• TASK DIRECTIONS
Locate all lines in the data below that hold "azure" and show them.

• SOURCE DATA
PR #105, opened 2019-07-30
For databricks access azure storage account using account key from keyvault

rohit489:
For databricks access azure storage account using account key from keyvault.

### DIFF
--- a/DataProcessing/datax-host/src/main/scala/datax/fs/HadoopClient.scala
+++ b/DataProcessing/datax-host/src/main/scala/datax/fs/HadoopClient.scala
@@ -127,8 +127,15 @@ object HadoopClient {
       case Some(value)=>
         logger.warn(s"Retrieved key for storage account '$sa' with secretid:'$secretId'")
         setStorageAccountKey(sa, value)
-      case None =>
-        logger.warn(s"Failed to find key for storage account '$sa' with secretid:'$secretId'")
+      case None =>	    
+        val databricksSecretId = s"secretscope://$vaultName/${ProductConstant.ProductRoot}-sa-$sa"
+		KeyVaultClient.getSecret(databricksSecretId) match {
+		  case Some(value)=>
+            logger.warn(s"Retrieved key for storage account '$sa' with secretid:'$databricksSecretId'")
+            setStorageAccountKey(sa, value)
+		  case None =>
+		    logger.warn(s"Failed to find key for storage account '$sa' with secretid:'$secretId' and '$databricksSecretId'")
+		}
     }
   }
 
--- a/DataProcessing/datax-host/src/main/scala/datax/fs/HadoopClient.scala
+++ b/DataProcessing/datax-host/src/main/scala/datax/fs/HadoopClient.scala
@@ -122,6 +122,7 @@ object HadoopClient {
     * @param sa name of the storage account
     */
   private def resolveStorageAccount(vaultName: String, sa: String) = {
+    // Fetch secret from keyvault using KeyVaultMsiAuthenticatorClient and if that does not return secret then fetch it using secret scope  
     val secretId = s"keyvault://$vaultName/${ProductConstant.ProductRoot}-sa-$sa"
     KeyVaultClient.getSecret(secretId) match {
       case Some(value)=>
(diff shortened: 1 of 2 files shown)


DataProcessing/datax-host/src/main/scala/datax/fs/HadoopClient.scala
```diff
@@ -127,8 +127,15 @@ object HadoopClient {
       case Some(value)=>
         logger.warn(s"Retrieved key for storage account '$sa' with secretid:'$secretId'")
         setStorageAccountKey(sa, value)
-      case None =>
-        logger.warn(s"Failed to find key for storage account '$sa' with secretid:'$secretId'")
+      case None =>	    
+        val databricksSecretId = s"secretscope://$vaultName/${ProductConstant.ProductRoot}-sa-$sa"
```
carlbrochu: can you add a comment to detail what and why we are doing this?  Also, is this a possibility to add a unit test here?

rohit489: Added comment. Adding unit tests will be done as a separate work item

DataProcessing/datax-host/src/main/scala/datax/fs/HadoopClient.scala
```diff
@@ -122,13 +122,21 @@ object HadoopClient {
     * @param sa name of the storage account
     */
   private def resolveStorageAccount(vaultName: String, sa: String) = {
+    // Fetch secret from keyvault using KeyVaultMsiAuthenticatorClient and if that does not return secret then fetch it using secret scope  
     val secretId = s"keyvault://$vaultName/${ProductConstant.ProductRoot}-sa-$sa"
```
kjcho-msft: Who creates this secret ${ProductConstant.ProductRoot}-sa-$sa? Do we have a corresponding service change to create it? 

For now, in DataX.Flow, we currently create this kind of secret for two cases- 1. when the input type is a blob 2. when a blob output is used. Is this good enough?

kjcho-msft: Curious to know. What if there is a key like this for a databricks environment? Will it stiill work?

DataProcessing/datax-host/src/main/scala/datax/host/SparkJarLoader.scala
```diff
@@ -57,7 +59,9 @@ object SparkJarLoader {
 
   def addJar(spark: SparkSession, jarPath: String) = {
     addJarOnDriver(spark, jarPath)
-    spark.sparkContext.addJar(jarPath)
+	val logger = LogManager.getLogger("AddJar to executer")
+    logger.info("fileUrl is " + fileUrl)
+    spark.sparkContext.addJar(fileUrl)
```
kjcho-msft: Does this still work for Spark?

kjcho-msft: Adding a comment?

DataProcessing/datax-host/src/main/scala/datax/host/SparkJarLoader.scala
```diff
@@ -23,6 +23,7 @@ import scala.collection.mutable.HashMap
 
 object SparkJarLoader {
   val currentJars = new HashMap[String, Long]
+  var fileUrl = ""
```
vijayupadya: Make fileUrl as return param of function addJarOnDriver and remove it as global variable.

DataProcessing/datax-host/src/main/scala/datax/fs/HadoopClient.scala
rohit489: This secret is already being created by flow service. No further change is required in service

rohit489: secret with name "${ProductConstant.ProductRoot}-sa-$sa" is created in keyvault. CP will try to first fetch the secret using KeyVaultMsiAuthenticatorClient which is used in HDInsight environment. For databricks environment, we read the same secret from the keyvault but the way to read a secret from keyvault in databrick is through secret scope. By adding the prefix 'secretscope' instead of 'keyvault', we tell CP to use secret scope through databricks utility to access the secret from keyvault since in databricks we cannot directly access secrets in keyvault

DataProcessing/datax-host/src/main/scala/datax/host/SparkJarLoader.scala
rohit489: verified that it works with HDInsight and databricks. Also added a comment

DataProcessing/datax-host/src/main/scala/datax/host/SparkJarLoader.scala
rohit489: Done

• OUTPUT OF THE EXERCISE
For databricks access azure storage account using account key from keyvault
For databricks access azure storage account using account key from keyvault.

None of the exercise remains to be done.